→ **Records for the task**:
PR #4059, opened 2026-02-20
Add per-program editable link title to ProgramModuleObj (#3849)

### LINKED ISSUE #3849: Make reg module link title editable
There should be a way to make the link title (the text that shows up in the registration checklist) editable with the following:

1. The title should be program-specific (this likely will require a new model field on the program reg module obj class)
2. If no title is set, it should default to the module's link title (which should no longer be editable in the admin pages)

imran-techvoyager:
## Description

Adds a per-program `link_title` override on `ProgramModuleObj`.

If unset, behavior falls back to the module’s default `link_title`, preserving existing behavior.

Changes:
- Added nullable `link_title` field to `ProgramModuleObj`
- Added `get_link_title()` helper for clean fallback logic
- Updated `makeLink()` and `get_setup_title()` to use override
- Exposed field in `ProgramModuleObjAdmin`
- Added migration

## Related Issue

Closes #3849

## Type of Change

- [x] New feature

## Testing

- Manually verified:
  - Default behavior unchanged when override blank
  - Custom title renders correctly in registration checklist

### DIFF
--- a/esp/templates/program/modules/admincore/modules.html
+++ b/esp/templates/program/modules/admincore/modules.html
@@ -22,7 +22,7 @@
 
 <h1>Module Management for {{ program.niceName }}</h1>
 
-<p>Welcome to the module management page for {{ program.niceName }}. This page lists the modules that students and teachers will encounter during registration. You can drag individual modules to reorder them and change whether they are required or not. You can also click on a module name to edit the requirement label that will be shown in parentheses next to the module title in the student/teacher registration to-do list, or the link title override that will be shown instead of the module's default title. To add or remove modules, you will need to enable/disable them in the <a href="/manage/{{ program.getUrlBase }}/settings/program">program settings</a>.</p>
+<p>Welcome to the module management page for {{ program.niceName }}. This page lists the modules that students and teachers will encounter during registration. You can drag individual modules to reorder them and change whether they are required or not. You can also click on a module name to edit the Registration Step Title that will be shown instead of the module's default title in the student/teacher registration to-do list, or the requirement label that will be shown in parentheses next to the title. To add or remove modules, you will need to enable/disable them in the <a href="/manage/{{ program.getUrlBase }}/settings/program">program settings</a>.</p>
 {% inline_program_qsd_block program "manage:modules" %}
 {% end_inline_program_qsd_block %}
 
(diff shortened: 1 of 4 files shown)


imran-techvoyager:
Hi @willgearty just a quick follow-up on this one when you get a chance.

I believe the only blocker right now is the CI workflow approval for forked PRs. Let me know if you’d like me to make any adjustments or add test coverage.

Happy to revise as needed.

willgearty:
We've got quite a backlog of PRs to review, which we probably won't get to until next week. Sorry for the delay, but we're a small core team (at the moment 😉)!

willgearty:
Just took a quick look, and it looks good. We're currently trying to avoid having users need to use the admin pages (they tend to find it scary AND it often results in lots of headaches for us). Could you also integrate this into the Module Management page?

imran-techvoyager:
Thanks, that makes sense.
I’ll integrate this into the Module Management page so users don’t need the admin interface.
Planning to extend the existing edit form rather than introduce a new flow.

imran-techvoyager:
Hi @willgearty just following up on this when you have a chance. Would you mind taking a look and letting me know your thoughts?

Happy to address any feedback.

esp/templates/program/modules/admincore/modules.html
```diff
@@ -55,9 +55,10 @@ <h3>
                 </h3>
                 <ol id="sortable1" class="connectedSortable">
                 {% for mod in learn_modules.required %}
-                    <li id='{{ mod.id }}' class="ui-state-default{% if mod.required_label %} has_label{% endif %}">
+                    <li id='{{ mod.id }}' class="ui-state-default{% if mod.required_label %} has_label{% endif %}{% if mod.link_title %} has_link_title{% endif %}">
                         {{ mod.module.admin_title }}<br/>
-                        <input type="text" name="{{ mod.id }}_label" value="{{ mod.required_label }}" placeholder="(requirement label)"{% if not mod.required_label %} style="display: none;"{% endif %}>
+                        <input type="text" class="label_input" name="{{ mod.id }}_label" value="{{ mod.required_label }}" placeholder="(requirement label)"{% if not mod.required_label %} style="display: none;"{% endif %}>
+                        <input type="text" class="link_title_input" name="{{ mod.id }}_link_title" value="{{ mod.link_title }}" placeholder="(link title override, default: {{ mod.module.link_title }})"{% if not mod.link_title %} style="display: none;"{% endif %}>
```
willgearty: Since the link title comes before the required label in the actual checklist, you should put it first here as well.

willgearty: Also, since the titles are often much longer, this should be a longer input box, probably on it's own line.

willgearty: Finally, I don't think most admins know what the "link title" is, so something like "Registration Step Title" would be better. (same for the text at the top of the page)

imran-techvoyager: Hi @willgearty I’ve pushed commit 0af37db addressing all review comments:

- Moved Registration Step Title before the required label

- Rendered it as a full-width input on its own line

- Renamed “link title” → Registration Step Title throughout (including page text)

- Updated the affected tests to reflect the new behavior

CI is running now. Please let me know if anything else should be adjusted once it’s green.
Thanks again for the detailed feedback!

imran-techvoyager:
> Looks fantastic, thanks so much for your contribution and for addressing my review!

Thanks so much for the review and guidance throughout this, I really appreciate it!
Glad it meets expectations. Happy to help with anything else.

→ **Exercise directions**: Give only the number of lines in the data that hold the word "probably".

→ **Response for this exercise**: 2